- **Work request**
Write each entry down again precisely, skipping nothing.

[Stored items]
PR #1422, opened 2026-05-06
feat(DF-830): conditional payment amounts editor

mokhld:
Adds a conditional payment amounts editor to PaymentField so editors can configure different charges per matched condition. All ticket flows verified.

### DIFF
--- a/designer/server/src/lib/editor.js
+++ b/designer/server/src/lib/editor.js
@@ -712,6 +712,52 @@ export async function deleteCondition(formId, token, conditionId) {
 }
 
 /**
+ * @param {string} formId
+ * @param {string} token
+ * @param {FormDefinition} definition
+ * @param {string} pageId
+ * @param {string} componentId
+ * @param {string} conditionId
+ */
+export async function removePaymentConditionalAmountReference(
+  formId,
+  token,
+  definition,
+  pageId,
+  componentId,
+  conditionId
+) {
+  const page = getPageFromDefinition(definition, pageId)
+  const components = hasComponents(page) ? page.components : []
+  const component =
+    /** @type {Partial<ComponentDef> & { options?: { conditionalAmounts?: Array<{ amount: number, condition: string }> } } | undefined} */ (
+      components.find((c) => c.id === componentId)
+    )
+  if (!component) {
+    return
+  }
+  const existing = component.options?.conditionalAmounts ?? []
+  const filtered = existing.filter((entry) => entry.condition !== conditionId)
+  if (filtered.length === existing.length) {
+    return
+  }
+  const updated = {
+    ...component,
+    options: {
+      ...(component.options ?? {}),
+      conditionalAmounts: filtered
+    }
+  }
+  await putJson(
+    buildRequestUrl(formId, `pages/${pageId}/components/${componentId}`),
+    {
+      payload: updated,
+      ...getHeaders(token)
+    }
+  )
+}
+
+/**
  * @typedef {object} UpdateSectionsResponse
  * @property {string} id - Form ID
  * @property {Section[]} sections - Updated sections with IDs
--- a/designer/server/src/lib/editor.js
+++ b/designer/server/src/lib/editor.js
@@ -712,52 +712,6 @@ export async function deleteCondition(formId, token, conditionId) {
 }
 
 /**
- * @param {string} formId
- * @param {string} token
- * @param {FormDefinition} definition
- * @param {string} pageId
- * @param {string} componentId
- * @param {string} conditionId
- */
-export async function removePaymentConditionalAmountReference(
-  formId,
-  token,
-  definition,
-  pageId,
-  componentId,
-  conditionId
-) {
-  const page = getPageFromDefinition(definition, pageId)
-  const components = hasComponents(page) ? page.components : []
-  const component =
-    /** @type {Partial<ComponentDef> & { options?: { conditionalAmounts?: Array<{ amount: number, condition: string }> } } | undefined} */ (
-      components.find((c) => c.id === componentId)
-    )
-  if (!component) {
-    return
-  }
-  const existing = component.options?.conditionalAmounts ?? []
-  const filtered = existing.filter((entry) => entry.condition !== conditionId)
-  if (filtered.length === existing.length) {
-    return
-  }
-  const updated = {
-    ...component,
-    options: {
-      ...(component.options ?? {}),
-      conditionalAmounts: filtered
-    }
-  }
-  await putJson(
-    buildRequestUrl(formId, `pages/${pageId}/components/${componentId}`),
-    {
-      payload: updated,
-      ...getHeaders(token)
-    }
-  )
-}
-
-/**
  * @typedef {object} UpdateSectionsResponse
  * @property {string} id - Form ID
  * @property {Section[]} sections - Updated sections with IDs
--- a/designer/server/src/lib/payment-conditional-amount-helpers.js
+++ b/designer/server/src/lib/payment-conditional-amount-helpers.js
@@ -1,5 +1,7 @@
 import { randomUUID } from 'node:crypto'
 
+import { ComponentType } from '@defra/forms-model'
+
 /**
  * @param {ConditionalAmountState[] | undefined} items
  * @param {string} id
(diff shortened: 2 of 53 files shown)


designer/server/src/routes/forms/editor-v2/question-details.js
```diff
@@ -189,22 +228,64 @@ export function overrideStateIfJsEnabled(request) {
...
+  if (questionDetails.type === ComponentType.PaymentField) {
+    const hydrated = hydrateConditionalAmountsFromComponent(
+      getComponentFromDefinition(definition, pageId, questionId),
+      state
+    )
+    if (hydrated !== state) {
+      setQuestionSessionState(yar, stateId, hydrated)
+    }
+  }
+  handleSaveConditionalAmount(request, stateId)
```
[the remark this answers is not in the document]
mokhld: This will change the intended behaviour.

designer/server/src/routes/forms/editor-v2/condition-delete.js
```diff
@@ -63,6 +67,23 @@ export default [
...
+        for (const ref of paymentFields) {
+          await removePaymentConditionalAmountReference(
+            formId,
+            token,
+            definition,
+            ref.pageId,
+            ref.componentId,
+            conditionId
+          )
+        }
```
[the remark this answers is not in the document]
mokhld: I think this is a premature optimisation.

designer/server/src/routes/forms/editor-v2/question-details.js
```diff
@@ -170,6 +182,33 @@ export function missingPageTitleForMultipleQuestions(questionId, page) {
   return questionId === 'new' && requiresPageTitle(page)
 }
 
+/**
+ * @param {QuestionSessionState} existing
+ * @param {string | undefined} questionType
+ * @param {string | undefined} listItemsData
+ * @returns {QuestionSessionState}
+ */
+function buildOverridenState(existing, questionType, listItemsData) {
```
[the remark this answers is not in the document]
mokhld: Good catch.

designer/server/src/models/forms/editor-v2/pages.js
```diff
@@ -115,6 +115,22 @@ export function mapMarkdown(component, isSummary) {
...
+  const amount = component.options.amount
+  if (amount > 0) {
+    return formatCurrency(amount)
+  }
+  const conditional = component.options.conditionalAmounts ?? []
+  if (conditional.length > 0) {
+    return formatCurrency(conditional[0].amount)
+  }
+  return formatCurrency(0)
+}
```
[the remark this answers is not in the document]
mokhld: Minor but valid. Will fix.

designer/server/src/lib/editor.js
```diff
@@ -711,6 +711,52 @@ export async function deleteCondition(formId, token, conditionId) {
...
 
+/**
+ * @param {string} formId
+ * @param {string} token
+ * @param {FormDefinition} definition
+ * @param {string} pageId
+ * @param {string} componentId
+ * @param {string} conditionId
+ */
+export async function removePaymentConditionalAmountReference(
```
alexluckett: usually lib is a lightweight wrapper around the API, this feels like more of a service layer operation?

designer/server/src/lib/payment-conditional-amount-helpers.js
```diff
@@ -126,6 +133,19 @@ export function hydrateConditionalAmountsFromComponent(component, state) {
 }
 
 /**
- * @import { ComponentDef } from '@defra/forms-model'
+ * @param {PaymentFieldComponent} component
+ * @returns {number}
+ */
+export function getPaymentDisplayAmount(component) {
```
alexluckett: ditto RE service point

designer/server/src/lib/payment-conditional-amount-helpers.js
```diff
@@ -126,6 +133,19 @@ export function hydrateConditionalAmountsFromComponent(component, state) {
...
+  const amount = component.options.amount
+  if (amount > 0) {
+    return amount
+  }
+  const conditional = component.options.conditionalAmounts ?? []
+  return conditional.length > 0 ? conditional[0].amount : 0
```
alexluckett: Why would we always take [0] and display that?

designer/server/src/models/forms/editor-v2/base-settings-fields.js
```diff
@@ -138,13 +138,9 @@ export const baseSchema = Joi.object().keys({
   enhancedAction: questionDetailsFullSchema.enhancedActionSchema,
   radioId: questionDetailsFullSchema.radioIdSchema,
   radioText: questionDetailsFullSchema.radioTextSchema.when('enhancedAction', {
-    is: Joi.exist(),
-    then: Joi.string().when('enhancedAction', {
-      is: Joi.string().valid('add-item', 're-order'),
-      then: Joi.string().optional().allow(''),
-      otherwise: Joi.string().trim().required().messages({
```
alexluckett, line 145: was this not needed anymore?

designer/server/src/models/forms/editor-v2/base-settings-fields.js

- **Solution**
PR #1422, opened 2026-05-06
feat(DF-830): conditional payment amounts editor

mokhld:
Adds a conditional payment amounts editor to PaymentField so editors can configure different charges per matched condition. All ticket flows verified.

### DIFF
--- a/designer/server/src/lib/editor.js
+++ b/designer/server/src/lib/editor.js
@@ -712,6 +712,52 @@ export async function deleteCondition(formId, token, conditionId) {
 }
 
 /**
+ * @param {string} formId
+ * @param {string} token
+ * @param {FormDefinition} definition
+ * @param {string} pageId
+ * @param {string} componentId
+ * @param {string} conditionId
+ */
+export async function removePaymentConditionalAmountReference(
+  formId,
+  token,
+  definition,
+  pageId,
+  componentId,
+  conditionId
+) {
+  const page = getPageFromDefinition(definition, pageId)
+  const components = hasComponents(page) ? page.components : []
+  const component =
+    /** @type {Partial<ComponentDef> & { options?: { conditionalAmounts?: Array<{ amount: number, condition: string }> } } | undefined} */ (
+      components.find((c) => c.id === componentId)
+    )
+  if (!component) {
+    return
+  }
+  const existing = component.options?.conditionalAmounts ?? []
+  const filtered = existing.filter((entry) => entry.condition !== conditionId)
+  if (filtered.length === existing.length) {
+    return
+  }
+  const updated = {
+    ...component,
+    options: {
+      ...(component.options ?? {}),
+      conditionalAmounts: filtered
+    }
+  }
+  await putJson(
+    buildRequestUrl(formId, `pages/${pageId}/components/${componentId}`),
+    {
+      payload: updated,
+      ...getHeaders(token)
+    }
+  )
+}
+
+/**
  * @typedef {object} UpdateSectionsResponse
  * @property {string} id - Form ID
  * @property {Section[]} sections - Updated sections with IDs
--- a/designer/server/src/lib/editor.js
+++ b/designer/server/src/lib/editor.js
@@ -712,52 +712,6 @@ export async function deleteCondition(formId, token, conditionId) {
 }
 
 /**
- * @param {string} formId
- * @param {string} token
- * @param {FormDefinition} definition
- * @param {string} pageId
- * @param {string} componentId
- * @param {string} conditionId
- */
-export async function removePaymentConditionalAmountReference(
-  formId,
-  token,
-  definition,
-  pageId,
-  componentId,
-  conditionId
-) {
-  const page = getPageFromDefinition(definition, pageId)
-  const components = hasComponents(page) ? page.components : []
-  const component =
-    /** @type {Partial<ComponentDef> & { options?: { conditionalAmounts?: Array<{ amount: number, condition: string }> } } | undefined} */ (
-      components.find((c) => c.id === componentId)
-    )
-  if (!component) {
-    return
-  }
-  const existing = component.options?.conditionalAmounts ?? []
-  const filtered = existing.filter((entry) => entry.condition !== conditionId)
-  if (filtered.length === existing.length) {
-    return
-  }
-  const updated = {
-    ...component,
-    options: {
-      ...(component.options ?? {}),
-      conditionalAmounts: filtered
-    }
-  }
-  await putJson(
-    buildRequestUrl(formId, `pages/${pageId}/components/${componentId}`),
-    {
-      payload: updated,
-      ...getHeaders(token)
-    }
-  )
-}
-
-/**
  * @typedef {object} UpdateSectionsResponse
  * @property {string} id - Form ID
  * @property {Section[]} sections - Updated sections with IDs
--- a/designer/server/src/lib/payment-conditional-amount-helpers.js
+++ b/designer/server/src/lib/payment-conditional-amount-helpers.js
@@ -1,5 +1,7 @@
 import { randomUUID } from 'node:crypto'
 
+import { ComponentType } from '@defra/forms-model'
+
 /**
  * @param {ConditionalAmountState[] | undefined} items
  * @param {string} id
(diff shortened: 2 of 53 files shown)


designer/server/src/routes/forms/editor-v2/question-details.js
```diff
@@ -189,22 +228,64 @@ export function overrideStateIfJsEnabled(request) {
...
+  if (questionDetails.type === ComponentType.PaymentField) {
+    const hydrated = hydrateConditionalAmountsFromComponent(
+      getComponentFromDefinition(definition, pageId, questionId),
+      state
+    )
+    if (hydrated !== state) {
+      setQuestionSessionState(yar, stateId, hydrated)
+    }
+  }
+  handleSaveConditionalAmount(request, stateId)
```
[the remark this answers is not in the document]
mokhld: This will change the intended behaviour.

designer/server/src/routes/forms/editor-v2/condition-delete.js
```diff
@@ -63,6 +67,23 @@ export default [
...
+        for (const ref of paymentFields) {
+          await removePaymentConditionalAmountReference(
+            formId,
+            token,
+            definition,
+            ref.pageId,
+            ref.componentId,
+            conditionId
+          )
+        }
```
[the remark this answers is not in the document]
mokhld: I think this is a premature optimisation.

designer/server/src/routes/forms/editor-v2/question-details.js
```diff
@@ -170,6 +182,33 @@ export function missingPageTitleForMultipleQuestions(questionId, page) {
   return questionId === 'new' && requiresPageTitle(page)
 }
 
+/**
+ * @param {QuestionSessionState} existing
+ * @param {string | undefined} questionType
+ * @param {string | undefined} listItemsData
+ * @returns {QuestionSessionState}
+ */
+function buildOverridenState(existing, questionType, listItemsData) {
```
[the remark this answers is not in the document]
mokhld: Good catch.

designer/server/src/models/forms/editor-v2/pages.js
```diff
@@ -115,6 +115,22 @@ export function mapMarkdown(component, isSummary) {
...
+  const amount = component.options.amount
+  if (amount > 0) {
+    return formatCurrency(amount)
+  }
+  const conditional = component.options.conditionalAmounts ?? []
+  if (conditional.length > 0) {
+    return formatCurrency(conditional[0].amount)
+  }
+  return formatCurrency(0)
+}
```
[the remark this answers is not in the document]
mokhld: Minor but valid. Will fix.

designer/server/src/lib/editor.js
```diff
@@ -711,6 +711,52 @@ export async function deleteCondition(formId, token, conditionId) {
...
 
+/**
+ * @param {string} formId
+ * @param {string} token
+ * @param {FormDefinition} definition
+ * @param {string} pageId
+ * @param {string} componentId
+ * @param {string} conditionId
+ */
+export async function removePaymentConditionalAmountReference(
```
alexluckett: usually lib is a lightweight wrapper around the API, this feels like more of a service layer operation?

designer/server/src/lib/payment-conditional-amount-helpers.js
```diff
@@ -126,6 +133,19 @@ export function hydrateConditionalAmountsFromComponent(component, state) {
 }
 
 /**
- * @import { ComponentDef } from '@defra/forms-model'
+ * @param {PaymentFieldComponent} component
+ * @returns {number}
+ */
+export function getPaymentDisplayAmount(component) {
```
alexluckett: ditto RE service point

designer/server/src/lib/payment-conditional-amount-helpers.js
```diff
@@ -126,6 +133,19 @@ export function hydrateConditionalAmountsFromComponent(component, state) {
...
+  const amount = component.options.amount
+  if (amount > 0) {
+    return amount
+  }
+  const conditional = component.options.conditionalAmounts ?? []
+  return conditional.length > 0 ? conditional[0].amount : 0
```
alexluckett: Why would we always take [0] and display that?

designer/server/src/models/forms/editor-v2/base-settings-fields.js
```diff
@@ -138,13 +138,9 @@ export const baseSchema = Joi.object().keys({
   enhancedAction: questionDetailsFullSchema.enhancedActionSchema,
   radioId: questionDetailsFullSchema.radioIdSchema,
   radioText: questionDetailsFullSchema.radioTextSchema.when('enhancedAction', {
-    is: Joi.exist(),
-    then: Joi.string().when('enhancedAction', {
-      is: Joi.string().valid('add-item', 're-order'),
-      then: Joi.string().optional().allow(''),
-      otherwise: Joi.string().trim().required().messages({
```
alexluckett, line 145: was this not needed anymore?

designer/server/src/models/forms/editor-v2/base-settings-fields.js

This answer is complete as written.